Work instruction: Exact repetition is the task: copy every entry below.

Collected data entries:
* * * * * * *

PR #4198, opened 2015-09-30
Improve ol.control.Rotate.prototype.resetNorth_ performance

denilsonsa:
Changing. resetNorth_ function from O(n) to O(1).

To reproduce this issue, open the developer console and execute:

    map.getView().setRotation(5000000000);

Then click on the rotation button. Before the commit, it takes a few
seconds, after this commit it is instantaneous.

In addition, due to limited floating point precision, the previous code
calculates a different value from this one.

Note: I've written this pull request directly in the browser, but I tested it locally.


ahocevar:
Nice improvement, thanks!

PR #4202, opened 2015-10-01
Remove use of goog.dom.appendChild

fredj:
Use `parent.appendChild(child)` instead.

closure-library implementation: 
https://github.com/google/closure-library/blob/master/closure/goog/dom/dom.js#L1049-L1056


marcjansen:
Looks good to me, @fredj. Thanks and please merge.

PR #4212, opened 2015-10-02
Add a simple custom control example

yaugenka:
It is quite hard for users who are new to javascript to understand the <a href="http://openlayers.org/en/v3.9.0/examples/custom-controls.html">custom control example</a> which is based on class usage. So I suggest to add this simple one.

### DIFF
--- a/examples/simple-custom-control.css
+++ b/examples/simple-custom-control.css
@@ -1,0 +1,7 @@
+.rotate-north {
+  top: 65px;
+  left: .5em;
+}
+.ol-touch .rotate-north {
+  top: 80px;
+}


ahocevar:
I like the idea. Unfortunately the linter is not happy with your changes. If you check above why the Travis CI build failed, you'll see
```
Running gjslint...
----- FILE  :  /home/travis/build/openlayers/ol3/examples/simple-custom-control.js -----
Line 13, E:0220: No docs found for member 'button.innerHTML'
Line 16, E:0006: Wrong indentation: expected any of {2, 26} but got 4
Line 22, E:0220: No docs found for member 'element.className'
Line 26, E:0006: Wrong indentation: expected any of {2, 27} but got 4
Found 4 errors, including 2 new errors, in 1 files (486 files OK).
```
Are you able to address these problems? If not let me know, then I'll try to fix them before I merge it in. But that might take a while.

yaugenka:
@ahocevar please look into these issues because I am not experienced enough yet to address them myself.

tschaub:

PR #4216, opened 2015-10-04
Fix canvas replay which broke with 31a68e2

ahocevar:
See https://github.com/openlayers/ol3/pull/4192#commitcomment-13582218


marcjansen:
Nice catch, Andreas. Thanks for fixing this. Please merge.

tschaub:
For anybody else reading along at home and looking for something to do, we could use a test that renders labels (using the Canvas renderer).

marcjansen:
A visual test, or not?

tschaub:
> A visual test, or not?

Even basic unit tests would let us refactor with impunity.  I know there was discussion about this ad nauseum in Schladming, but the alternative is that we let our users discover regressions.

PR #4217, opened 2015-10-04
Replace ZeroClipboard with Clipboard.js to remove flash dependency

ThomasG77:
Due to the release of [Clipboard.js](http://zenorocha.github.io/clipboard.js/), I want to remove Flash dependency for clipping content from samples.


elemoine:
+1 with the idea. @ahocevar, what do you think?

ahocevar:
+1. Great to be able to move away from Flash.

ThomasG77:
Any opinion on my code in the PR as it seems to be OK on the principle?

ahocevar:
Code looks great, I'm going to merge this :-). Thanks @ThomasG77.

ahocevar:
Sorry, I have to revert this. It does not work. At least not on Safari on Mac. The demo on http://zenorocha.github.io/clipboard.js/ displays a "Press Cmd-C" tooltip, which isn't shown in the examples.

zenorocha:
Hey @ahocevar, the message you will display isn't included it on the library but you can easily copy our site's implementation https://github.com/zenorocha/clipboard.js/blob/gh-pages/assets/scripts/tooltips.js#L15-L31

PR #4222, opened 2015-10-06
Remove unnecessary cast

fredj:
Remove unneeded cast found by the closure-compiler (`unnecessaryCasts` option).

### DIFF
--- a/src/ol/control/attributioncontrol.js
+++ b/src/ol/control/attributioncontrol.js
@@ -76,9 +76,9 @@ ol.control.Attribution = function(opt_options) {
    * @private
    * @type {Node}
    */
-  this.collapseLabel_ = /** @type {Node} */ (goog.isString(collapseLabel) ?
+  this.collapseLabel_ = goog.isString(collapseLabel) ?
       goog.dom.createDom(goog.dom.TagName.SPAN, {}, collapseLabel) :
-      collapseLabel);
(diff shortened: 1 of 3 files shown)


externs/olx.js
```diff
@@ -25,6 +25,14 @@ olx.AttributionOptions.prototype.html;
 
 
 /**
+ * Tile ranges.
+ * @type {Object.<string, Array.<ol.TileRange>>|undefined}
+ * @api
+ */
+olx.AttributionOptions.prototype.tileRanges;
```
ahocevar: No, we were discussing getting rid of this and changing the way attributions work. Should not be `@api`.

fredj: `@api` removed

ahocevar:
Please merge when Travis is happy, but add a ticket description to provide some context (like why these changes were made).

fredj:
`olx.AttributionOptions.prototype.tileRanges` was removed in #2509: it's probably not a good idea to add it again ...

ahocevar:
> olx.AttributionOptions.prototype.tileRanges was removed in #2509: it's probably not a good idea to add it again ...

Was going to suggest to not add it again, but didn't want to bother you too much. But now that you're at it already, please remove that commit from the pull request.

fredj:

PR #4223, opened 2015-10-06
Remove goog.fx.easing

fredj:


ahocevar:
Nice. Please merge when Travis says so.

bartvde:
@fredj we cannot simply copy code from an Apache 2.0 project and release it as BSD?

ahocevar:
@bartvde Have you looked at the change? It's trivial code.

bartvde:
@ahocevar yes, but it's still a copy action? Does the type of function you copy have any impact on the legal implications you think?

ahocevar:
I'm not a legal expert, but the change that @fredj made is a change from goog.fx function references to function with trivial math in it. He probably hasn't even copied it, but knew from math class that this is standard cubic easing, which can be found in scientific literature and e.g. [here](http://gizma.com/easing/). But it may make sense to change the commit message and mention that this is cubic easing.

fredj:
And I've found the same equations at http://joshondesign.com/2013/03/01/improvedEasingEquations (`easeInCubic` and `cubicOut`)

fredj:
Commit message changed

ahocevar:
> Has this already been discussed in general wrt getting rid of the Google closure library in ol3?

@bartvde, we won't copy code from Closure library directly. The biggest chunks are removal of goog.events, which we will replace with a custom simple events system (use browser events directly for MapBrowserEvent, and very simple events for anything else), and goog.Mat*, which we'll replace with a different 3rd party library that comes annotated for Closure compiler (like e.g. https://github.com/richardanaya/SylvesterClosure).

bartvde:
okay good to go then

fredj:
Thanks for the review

* * * * * * *

Exercise output:
PR #4198, opened 2015-09-30
Improve ol.control.Rotate.prototype.resetNorth_ performance

denilsonsa:
Changing. resetNorth_ function from O(n) to O(1).

To reproduce this issue, open the developer console and execute:

    map.getView().setRotation(5000000000);

Then click on the rotation button. Before the commit, it takes a few
seconds, after this commit it is instantaneous.

In addition, due to limited floating point precision, the previous code
calculates a different value from this one.

Note: I've written this pull request directly in the browser, but I tested it locally.


ahocevar:
Nice improvement, thanks!

PR #4202, opened 2015-10-01
Remove use of goog.dom.appendChild

fredj:
Use `parent.appendChild(child)` instead.

closure-library implementation: 
https://github.com/google/closure-library/blob/master/closure/goog/dom/dom.js#L1049-L1056


marcjansen:
Looks good to me, @fredj. Thanks and please merge.

PR #4212, opened 2015-10-02
Add a simple custom control example

yaugenka:
It is quite hard for users who are new to javascript to understand the <a href="http://openlayers.org/en/v3.9.0/examples/custom-controls.html">custom control example</a> which is based on class usage. So I suggest to add this simple one.

### DIFF
--- a/examples/simple-custom-control.css
+++ b/examples/simple-custom-control.css
@@ -1,0 +1,7 @@
+.rotate-north {
+  top: 65px;
+  left: .5em;
+}
+.ol-touch .rotate-north {
+  top: 80px;
+}


ahocevar:
I like the idea. Unfortunately the linter is not happy with your changes. If you check above why the Travis CI build failed, you'll see
```
Running gjslint...
----- FILE  :  /home/travis/build/openlayers/ol3/examples/simple-custom-control.js -----
Line 13, E:0220: No docs found for member 'button.innerHTML'
Line 16, E:0006: Wrong indentation: expected any of {2, 26} but got 4
Line 22, E:0220: No docs found for member 'element.className'
Line 26, E:0006: Wrong indentation: expected any of {2, 27} but got 4
Found 4 errors, including 2 new errors, in 1 files (486 files OK).
```
Are you able to address these problems? If not let me know, then I'll try to fix them before I merge it in. But that might take a while.

yaugenka:
@ahocevar please look into these issues because I am not experienced enough yet to address them myself.

tschaub:

PR #4216, opened 2015-10-04
Fix canvas replay which broke with 31a68e2

ahocevar:
See https://github.com/openlayers/ol3/pull/4192#commitcomment-13582218


marcjansen:
Nice catch, Andreas. Thanks for fixing this. Please merge.

tschaub:
For anybody else reading along at home and looking for something to do, we could use a test that renders labels (using the Canvas renderer).

marcjansen:
A visual test, or not?

tschaub:
> A visual test, or not?

Even basic unit tests would let us refactor with impunity.  I know there was discussion about this ad nauseum in Schladming, but the alternative is that we let our users discover regressions.

PR #4217, opened 2015-10-04
Replace ZeroClipboard with Clipboard.js to remove flash dependency

ThomasG77:
Due to the release of [Clipboard.js](http://zenorocha.github.io/clipboard.js/), I want to remove Flash dependency for clipping content from samples.


elemoine:
+1 with the idea. @ahocevar, what do you think?

ahocevar:
+1. Great to be able to move away from Flash.

ThomasG77:
Any opinion on my code in the PR as it seems to be OK on the principle?

ahocevar:
Code looks great, I'm going to merge this :-). Thanks @ThomasG77.

ahocevar:
Sorry, I have to revert this. It does not work. At least not on Safari on Mac. The demo on http://zenorocha.github.io/clipboard.js/ displays a "Press Cmd-C" tooltip, which isn't shown in the examples.

zenorocha:
Hey @ahocevar, the message you will display isn't included it on the library but you can easily copy our site's implementation https://github.com/zenorocha/clipboard.js/blob/gh-pages/assets/scripts/tooltips.js#L15-L31

PR #4222, opened 2015-10-06
Remove unnecessary cast

fredj:
Remove unneeded cast found by the closure-compiler (`unnecessaryCasts` option).

### DIFF
--- a/src/ol/control/attributioncontrol.js
+++ b/src/ol/control/attributioncontrol.js
@@ -76,9 +76,9 @@ ol.control.Attribution = function(opt_options) {
    * @private
    * @type {Node}
    */
-  this.collapseLabel_ = /** @type {Node} */ (goog.isString(collapseLabel) ?
+  this.collapseLabel_ = goog.isString(collapseLabel) ?
       goog.dom.createDom(goog.dom.TagName.SPAN, {}, collapseLabel) :
-      collapseLabel);
(diff shortened: 1 of 3 files shown)


externs/olx.js
```diff
@@ -25,6 +25,14 @@ olx.AttributionOptions.prototype.html;
 
 
 /**
+ * Tile ranges.
+ * @type {Object.<string, Array.<ol.TileRange>>|undefined}
+ * @api
+ */
+olx.AttributionOptions.prototype.tileRanges;
```
ahocevar: No, we were discussing getting rid of this and changing the way attributions work. Should not be `@api`.

fredj: `@api` removed

ahocevar:
Please merge when Travis is happy, but add a ticket description to provide some context (like why these changes were made).

fredj:
`olx.AttributionOptions.prototype.tileRanges` was removed in #2509: it's probably not a good idea to add it again ...

ahocevar:
> olx.AttributionOptions.prototype.tileRanges was removed in #2509: it's probably not a good idea to add it again ...

Was going to suggest to not add it again, but didn't want to bother you too much. But now that you're at it already, please remove that commit from the pull request.

fredj:

PR #4223, opened 2015-10-06
Remove goog.fx.easing

fredj:


ahocevar:
Nice. Please merge when Travis says so.

bartvde:
@fredj we cannot simply copy code from an Apache 2.0 project and release it as BSD?

ahocevar:
@bartvde Have you looked at the change? It's trivial code.

bartvde:
@ahocevar yes, but it's still a copy action? Does the type of function you copy have any impact on the legal implications you think?

ahocevar:
I'm not a legal expert, but the change that @fredj made is a change from goog.fx function references to function with trivial math in it. He probably hasn't even copied it, but knew from math class that this is standard cubic easing, which can be found in scientific literature and e.g. [here](http://gizma.com/easing/). But it may make sense to change the commit message and mention that this is cubic easing.

fredj:
And I've found the same equations at http://joshondesign.com/2013/03/01/improvedEasingEquations (`easeInCubic` and `cubicOut`)

fredj:
Commit message changed

ahocevar:
> Has this already been discussed in general wrt getting rid of the Google closure library in ol3?

@bartvde, we won't copy code from Closure library directly. The biggest chunks are removal of goog.events, which we will replace with a custom simple events system (use browser events directly for MapBrowserEvent, and very simple events for anything else), and goog.Mat*, which we'll replace with a different 3rd party library that comes annotated for Closure compiler (like e.g. https://github.com/richardanaya/SylvesterClosure).

bartvde:
okay good to go then

fredj:
Thanks for the review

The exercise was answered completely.